PR #77, opened 2024-02-05
E2E framework

mhmxs:
At the time of this PR repo secrets are not available on forked repos, so this PR is a replication of https://github.com/linode/cluster-api-provider-linode/pull/67


eljohnson92:
Should we also close out #71 in favor of just this PR or are there additional features in that PR we want as well?

mhmxs:
> Should we also close out #71 in favor of just this PR or are there additional features in that PR we want as well?

Exactly this PR is an empty framework, and the mentioned PR adds machine test and some fixes to go green with machine related tests.

avestuk (approved):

* * *

» Problem details
Your task is to copy each line of the listing that holds the word "well".

» Answer for this exercise
Should we also close out #71 in favor of just this PR or are there additional features in that PR we want as well?
> Should we also close out #71 in favor of just this PR or are there additional features in that PR we want as well?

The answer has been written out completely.